Issue #3346, opened 2024-08-14
Support Kubernetes 1.31


xmudrii:
This is a collector issue for Kubernetes 1.31 support in KubeOne. The following tasks should be taken care of:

PROBLEM REQUIREMENTS =>
Output the data in full, exactly as it stands.

RESULT OF THE EXERCISE =>
Issue #3346, opened 2024-08-14
Support Kubernetes 1.31


xmudrii:
This is a collector issue for Kubernetes 1.31 support in KubeOne. The following tasks should be taken care of:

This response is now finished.